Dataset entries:

- - -

PR #1497, opened 2024-03-27
Bau/remove cy feature flag

BeckaL:
## What

Removes a feature flag that has been enabled in all environments for a while, and associated logic.

Note that for production, this variable is currently set through a secret in aws, so there is no associated removal here. However, you can see in aws for the ecs instance that the value is set to 1 in production.

## How to review

1. Code Review


src/components/prove-identity-welcome/index-existing-session.njk
```diff
@@ -17,24 +17,18 @@
...
-                <span lang="{{ 'pages.proveIdentityWelcome.section1.insetAlternativeLanguage.linkText.destinationLanguageCode' | translate }}">{{ 'pages.proveIdentityWelcome.section1.insetAlternativeLanguage.linkText.inDestinationLanguage' | translate }}</span></a>.
-            {{ 'pages.proveIdentityWelcome.section1.insetAlternativeLanguage.end' | translate }}
-        {% endset %}
-
-        {{ govukInsetText({
-            html: insetTextInnerHtml
-        }) }}
-    {% else %}
-        {{ govukInsetText({
-            text: 'pages.proveIdentityWelcome.section1.insetTextEnglishOnly' | translate
```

- - -

* **Exercise instructions**
Reproduce the entries above exactly, starting at their first line and finishing with the line that contains "1. Code Review".

* **Exercise answer**
PR #1497, opened 2024-03-27
Bau/remove cy feature flag

BeckaL:
## What

Removes a feature flag that has been enabled in all environments for a while, and associated logic.

Note that for production, this variable is currently set through a secret in aws, so there is no associated removal here. However, you can see in aws for the ecs instance that the value is set to 1 in production.

## How to review

1. Code Review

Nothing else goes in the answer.